Qui il Berrettini operò a più riprese, tra il 1637 e il 1647, lasciando un indelebile traccia a Palazzo Pitti, dove affrescò la Sala della Stufa con il ciclo allegorico delle Quattro Età ispirato alle Metamorfosi di Ovidio e le cosiddette Sale dei Pianeti.
Come già accennato, fondamentale fu l’ospitalità dell’anfitrione Michelangelo Buonarroti il Giovane, nella cui casa, dove ora si svolge la mostra, dimorò l’artista, che per manifestare vivo riconoscimento per la gentilezza ricevuta, vi lasciò testimonianza della sua arte.
Primo tra tutti è l’affresco Buonarroto di Lodovico è nominato conte palatino da papa Leone X (nella Camera della Notte e del Dì) e le preziose e raffinatissime tarsie lignee realizzate da Benedetto Calenzuoli su disegno del da Cortona: la Vergine col Bambino inserita sopra la mensa dell’altare della Camera degli Angioli e le sei porte a doppia anta della Galleria.
Partendo proprio da queste opere, parti integranti del museo, la mostra nasce da Casa Buonarroti; quale altro luogo sarebbe stato più idoneo se non questo per raccontare la permanenza dell’artista nella città.
Legati allora all’ambiente da cui si originarono, sono i ritratti dei due de Medici, Ferdinando II e Gian Carlo, e i dipinti, presumibilmente realizzati nel decennio fiorentino, come l’Autoritratto a quaranta anni, proveniente dal Musée des beaux-arts di Ajaccio, semplice ma caratterialmente descrittivo.

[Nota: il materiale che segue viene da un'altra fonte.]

PR #1461, opened 2021-08-16
Position ID, PositionOpened, PositionClosed added

clementbalestrat:


contracts/FuturesMarket.sol
```diff
@@ -1229,14 +1232,21 @@ contract FuturesMarket is Owned, Proxyable, MixinFuturesMarketSettings, IFutures
...
+
         uint oldMargin = position.margin;
+
         int oldSize = position.size;
         position.margin = margin;
 
+        if (oldSize == 0) {
+            position.id = _nextPositionId;
+            _nextPositionId += 1;
+            emitPositionOpened(position.id, account);
```
clementbalestrat, line 1244: @zyzek I'm wondering if it's ok to emit an event this early in the code?

contracts/FuturesMarket.sol
```diff
@@ -135,6 +135,9 @@ contract FuturesMarket is Owned, Proxyable, MixinFuturesMarketSettings, IFutures
     // This increments for each order; zero reflects an order that does not exist.
     uint internal _nextOrderId = 1;
 
+    // This increments for each position; zero reflects an order that does not exist.
```
zyzek, line 138: `zero reflects an order` -> `zero reflects a position`

contracts/FuturesMarket.sol
```diff
@@ -1018,8 +1021,8 @@ contract FuturesMarket is Owned, Proxyable, MixinFuturesMarketSettings, IFutures
         // Update the debt correction.
         int positionSize = position.size;
         _applyDebtCorrection(
```
zyzek, line 1023: In all these `_applyDebtCorrection` calls, it should be fine to construct these position objects the id argument equal to zero, as the ids aren't used. Would save a little gas in state queries.

contracts/FuturesMarket.sol
zyzek: It should be fine, but let's put it below in the `else` clause of the conditional where you're doing `emitPositionClosed`. That way we guarantee both that `newSize != 0` and `oldSize == 0`, and the opening and closing events are right next to one another.

While we're here, I noticed there's nothing stopping a user closing an already-closed position. I think we should probably revert inside `_submitOrder` if `leverage == position.size == 0`. Right now if a zero leverage order is submitted and the position size is already zero, then on confirmation it'll emit both a position opened and a position closed event. Probably undesirable.

contracts/FuturesMarket.sol
```diff
@@ -1256,6 +1266,7 @@ contract FuturesMarket is Owned, Proxyable, MixinFuturesMarketSettings, IFutures
             delete position.lastPrice;
             delete position.fundingIndex;
             emitPositionModified(account, margin, 0, 0, 0);
```
zyzek, line 1268: Question: shouldn't we also put the position id inside `PositionModified`? We could also detect if a position is it's opening or closing by looking at how the position size changes.

zyzek (changes requested):

contracts/FuturesMarket.sol
clementbalestrat: Yeah I just realised that. Adding it now

contracts/FuturesMarket.sol
```diff
@@ -1255,12 +1265,18 @@ contract FuturesMarket is Owned, Proxyable, MixinFuturesMarketSettings, IFutures
             delete position.size;
             delete position.lastPrice;
             delete position.fundingIndex;
-            emitPositionModified(account, margin, 0, 0, 0);
+            emitPositionModified(position.id, account, margin, 0, 0, 0);
```
clementbalestrat, line 1268: @zyzek do we even need to emitPositionModified when we know it's to close a position?

contracts/FuturesMarket.sol
```diff
@@ -1301,8 +1318,9 @@ contract FuturesMarket is Owned, Proxyable, MixinFuturesMarketSettings, IFutures
         // Issue the reward to the liquidator.
         _manager().issueSUSD(liquidator, liquidationFee);
 
-        emitPositionModified(account, 0, 0, 0, 0);
-        emitPositionLiquidated(account, liquidator, positionSize, lPrice, liquidationFee);
+        emitPositionModified(positionId, account, 0, 0, 0, 0);
```
clementbalestrat, line 1321: Same question here

contracts/FuturesMarket.sol
```diff
@@ -1124,6 +1128,10 @@ contract FuturesMarket is Owned, Proxyable, MixinFuturesMarketSettings, IFutures
         // We know that the price is not invalid now that we're in this function
         _revertIfError(_canLiquidate(position, _liquidationFee(), fundingIndex, price), Status.CanLiquidate);
 
+        if (leverage == position.size && position.size == 0) {
```
zyzek, line 1131: This should use the `revertIfError` structure so that we're not compiling these strings into the runtime bytecode and the reverts all follow the same pattern.

zyzek (changes requested):

zyzek (approved):

liamzebedee (approved):
Looks really good Clem, approved

jacko125 (approved):
Clem, lgtm the new PositionId for each FuturesMarket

Rientrano nel periodo fiorentino anche molti altri lavori, tra cui La Vergine col Bambino e santa Martina del 1643 e il bellissimo Noli me tangere del 1640-1643 ca.

Componente significativa della mostra la costituisce il corpus di disegni preparatori per gli affreschi pittiani, nei quali ninfe, nudi femminili, satiri e dei si articolano e muovono nello spazio del foglio, anatomicamente studiati e costruiti attraverso un sapiente uso del chiaroscuro e una veloce padronanza del mezzo segnico.

Essendo il disegno la fase ideativa e maggiormente sincera della realizzazione pittorica, quasi sintomatica dell’espressione artistica e della capacità dell’autore, i diciotto studi concorrono a definire la figura di Pietro da Cortona, illustranone il metodo creativo.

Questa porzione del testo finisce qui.